The NHS itself reports that the number of dentists who carried out any level of NHS activity in fell by about 1,000  (roughly 4%) last year and continues to fall.

Meanwhile the GDC has reported – contrary to the expectations of many observers – a slight increase in the total UK number of registered dentists at the end of 2021, when compared to a year earlier.

The BDA’s own research indicates more than half of dentists currently working in the NHS are planning to reduce their NHS commitment and activity in the year ahead. I think there is clue nestling in there somewhere.

While the NHS wants its missing activity back for political reasons, the Treasury wants it for other reasons. 

Patient Charge Revenue (PCR) disappeared into a deep, dark hole during the pandemic. The Chancellor wants his missing £600m back from 2020-21, as well as an unquantified sum for the current fiscal year.

PCR is part of how the government funds NHS dentistry. Without its restoration, the squeeze will soon be applied yet again.

Knee-jerk reaction

Despite this, the government announced an extra £50m  available to commissioners in England, in order to secure additional activity from NHS dental practices outside normal contracted working hours.

But while any additional investment into dentistry must in principle be welcomed, this knee-jerk reaction to growing public and cross-party pressure has been dismissed as something of a political stunt and empty gesture. 

The extra money has to be spent by the end of next month. You can’t commission services from practices that aren’t there any more. Nor from practices that are already working long and punitive extra hours and scrambling to meet their existing targets. 

Nor can you get patients seen by the 1,000 dentists that have already left the NHS.

In all probability the money won’t all be spent. No doubt this fact will be used as a stick with which to beat the profession. As well as a headline to point to, whenever awkward access criticisms arise.

Little Bo Peep

Maria Caulfield, as I highlighted in my column welcoming her to office, has a daunting ministerial portfolio of which dentistry is only a very small part.

I don’t know how many hours she gets in a typical day. Although, she famously claims that in her spare time she ‘looks after some sheep’.  

We hope and trust that she is not referring here to her responsibilities for primary care dentistry.

But just in case she was, please feel welcome to sing along with the lyrics of this old nursery rhyme.
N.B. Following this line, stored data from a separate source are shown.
PR #5125, opened 2025-01-15
config: add appstream spec for linux

psadi:
This PR adds the `ghostty.metainfo.xml` file for linux, the spec provides metadata and essential information (name, description, categories, screenshots) to [AppStream](https://www.freedesktop.org/wiki/Distributions/AppStream) systems, ensuring that Ghostty can be properly recognized and presented in software catalogs.

With this metadata, users can find more relevant details about the application before installation, improving discoverability and user trust.


tristan957:
This is a great idea. We can also make use of this in the libadwaita side of things: https://gnome.pages.gitlab.gnome.org/libadwaita/doc/1-latest/ctor.AboutDialog.new_from_appdata.html

dist/linux/ghostty.appdata.xml
```diff
@@ -0,0 +1,70 @@
...
+  <description>
+    <p>
+      Ghostty is a terminal emulator that differentiates itself by being fast,
+      feature-rich, and native. While there are many excellent terminal
+      emulators available, they all force you to choose between speed,
+      features, or native UIs.  Ghostty provides all three.
+    </p>
+
+    <p>
+      In all categories, I am not trying to claim that Ghostty is the best
```
jcollie, line 19: I realize that this is mostly copied from Ghostty's own documentation, but I find the first-person point of view here odd.

jcollie:
> This is a great idea. We can also make use of this in the libadwaita side of things: https://gnome.pages.gitlab.gnome.org/libadwaita/doc/1-latest/ctor.AboutDialog.new_from_appdata.html

Yes, it would be good to have a single "source of truth" for this information.

dist/linux/ghostty.appdata.xml
psadi: Yeah agreed, will change this to keep it more generic.

dist/linux/ghostty.appdata.xml
```diff
@@ -0,0 +1,54 @@
...
+  <releases>
+    <release version="" date="">
+      <description>
+        <p>
+          release notes
+        </p>
+      </description>
+    </release>
+  </releases>
+-->
```
pluiedev, line 53: I wonder if we should generate releases with code instead... Sounds kinda tedious to do this by hand

jcollie: Including the actual release notes creates a catch 22 situation. Would certainly be easy to add a link to the release notes on the website, since that's easily predictable.

pluiedev: Yeah no adding the full release notes is overkill. Just direct people to the website

psadi: agreed, will add the release notes URL in the description. Please confirm if it is possible to update the release version along with the build timestamp for attribute ` <release version="" date="">` ?

appsstream spec mandates this values if release attribute enabled.

AnthonyZhOon:
I believe the file extension should be `.metainfo.xml` as `.appdata.xml` is listed as a legacy format [AppStream Specification](https://www.freedesktop.org/software/appstream/docs/sect-Metadata-Application.html)

I see a few more fields we can provide

```
<provides>
  <binary>ghostty</binary>
</provides>
```

[Recommends-Control](https://www.freedesktop.org/software/appstream/docs/chap-Metadata.html#tag-relations-control)
Keyboard and mouse seem reasonable
We can use similar fields as the .desktop file https://github.com/ghostty-org/ghostty/blob/main/dist/linux/app.desktop
[Categories](https://www.freedesktop.org/software/appstream/docs/chap-Metadata.html#tag-categories)
Our .desktop file which has `Categories=System;TerminalEmulator;`
[Keywords](https://www.freedesktop.org/software/appstream/docs/chap-Metadata.html#tag-keywords)
Also shared with the .desktop

psadi:
> I believe the file extension should be `.metainfo.xml` as `.appdata.xml` is listed as a legacy format [AppStream Specification](https://www.freedesktop.org/software/appstream/docs/sect-Metadata-Application.html)
> 
> I see a few more fields we can provide
> 
> ```
> <provides>
>   <binary>ghostty</binary>
> </provides>
> ```
> 
> [Recommends-Control](https://www.freedesktop.org/software/appstream/docs/chap-Metadata.html#tag-relations-control) Keyboard and mouse seem reasonable We can use similar fields as the .desktop file https://github.com/ghostty-org/ghostty/blob/main/dist/linux/app.desktop [Categories](https://www.freedesktop.org/software/appstream/docs/chap-Metadata.html#tag-categories) Our .desktop file which has `Categories=System;TerminalEmulator;` [Keywords](https://www.freedesktop.org/software/appstream/docs/chap-Metadata.html#tag-keywords) Also shared with the .desktop

renamed to metainfo, added additional attributes. appstream-ci lint passes with the config at its current state.

tristan957:
> > I believe the file extension should be `.metainfo.xml` as `.appdata.xml` is listed as a legacy format [AppStream Specification](https://www.freedesktop.org/software/appstream/docs/sect-Metadata-Application.html)
> > I see a few more fields we can provide
> > ```
> > <provides>
> >   <binary>ghostty</binary>
> > </provides>
> > ```
> > 
> > 
> >     
> >       
> >     
> > 
> >       
> >     
> > 
> >     
> >   
> > [Recommends-Control](https://www.freedesktop.org/software/appstream/docs/chap-Metadata.html#tag-relations-control) Keyboard and mouse seem reasonable We can use similar fields as the .desktop file https://github.com/ghostty-org/ghostty/blob/main/dist/linux/app.desktop [Categories](https://www.freedesktop.org/software/appstream/docs/chap-Metadata.html#tag-categories) Our .desktop file which has `Categories=System;TerminalEmulator;` [Keywords](https://www.freedesktop.org/software/appstream/docs/chap-Metadata.html#tag-keywords) Also shared with the .desktop
> 
> renamed to metainfo, added additional attributes. appstream-ci lint passes with the config at its current state.

can you add a gh workflow so we never fail the lint?

src/build/GhosttyResources.zig
```diff
@@ -199,7 +199,13 @@ pub fn init(b: *std.Build, cfg: *const Config) !GhosttyResources {
...
         try steps.append(&b.addInstallFile(
-            b.path("dist/linux/ghostty.appdata.xml"),
+            b.path("dist/linux/ghostty.metainfo.xml"),
+            "share/metainfo/com.mitchellh.ghostty.metainfo.xml",
+        ).step);
+
+        // for legacy systems
+        try steps.append(&b.addInstallFile(
+            b.path("dist/linux/ghostty.metainfo.xml"),
             "share/metainfo/com.mitchellh.ghostty.appdata.xml",
```
jcollie, line 209: If `.metainfo.xml` is the standard, is there a reason to keep `.appdata.xml` around? Is there any significant software left that supports the old extension, but not the new one?

psadi: I currently maintain ghosty AppImage and the appimagetool expects the metadata at `usr/share/metainfo/AppName.appdata.xml`

The support for `metainfo.xml` is widely discussed but is yet to be supported. Hence figured to keep both the specs so the relevant systems can pick one of these as required.

joebonrichie:
`appstream-builder` from https://github.com/hughsie/appstream-glib currently fails to parse this due:

```xml
<icon type="remote">https://raw.githubusercontent.com/ghostty-org/ghostty/refs/heads/main/images/icons/icon_256.png</icon>
```

As `appstream-builder` does not support remote icons. `appstream-glib` is in maintenance mode but is still used by Fedora, Solus and other distributions AFAIK. Removing this line allows generation to succeed. 

It also fails as both a `.metainfo.xml` and a `.appdata.xml` are provided causing a duplicate of error.

psadi:
> `appstream-builder` from https://github.com/hughsie/appstream-glib currently fails to parse this due:
> 
> ```xml
> <icon type="remote">https://raw.githubusercontent.com/ghostty-org/ghostty/refs/heads/main/images/icons/icon_256.png</icon>
> ```
> 

Thanks for letting know.

> As `appstream-builder` does not support remote icons. `appstream-glib` is in maintenance mode but is still used by Fedora, Solus and other distributions AFAIK. Removing this line allows generation to succeed. 
> 
> It also fails as both a `.metainfo.xml` and a `.appdata.xml` are provided causing a duplicate of error.

Yeah there is still some work to be done here, the failure should be mostly to release tag not having version and the timestamp attributes which needs to be parsed and updated during the build process.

It comes with an educational sting in its tail:

 

Little Bo Peep has lost her sheep

And doesn’t know where to find them.

Leave them alone and they’ll come home,

Bringing their tails behind them.

 

Little Bo peep fell fast asleep

And dreamt she heard them bleating,

But when she awoke, she found it a joke,

For they were all still fleeting.

 

Then up she took her little crook

Determined for to find them.

She found them indeed, but it made her heart bleed,

For they’d left the NHS behind them.

 

And as for the last line there, guilty as charged. Sorry about that.

It is true that many times in the past the profession has threatened a lot. However, in the end most dentists fell into line and got on with it.  I genuinely believe that this time around, something more is stirring.  

The government may well be foolish enough or sufficiently out of tune with rank-and-file dentistry to assume that it can hold its nerve in time-honoured fashion and expect normal service to resume.

On this occasion they might well encounter a very different result. I will leave you to decide whether it is the government or the profession that is showing signs of insanity.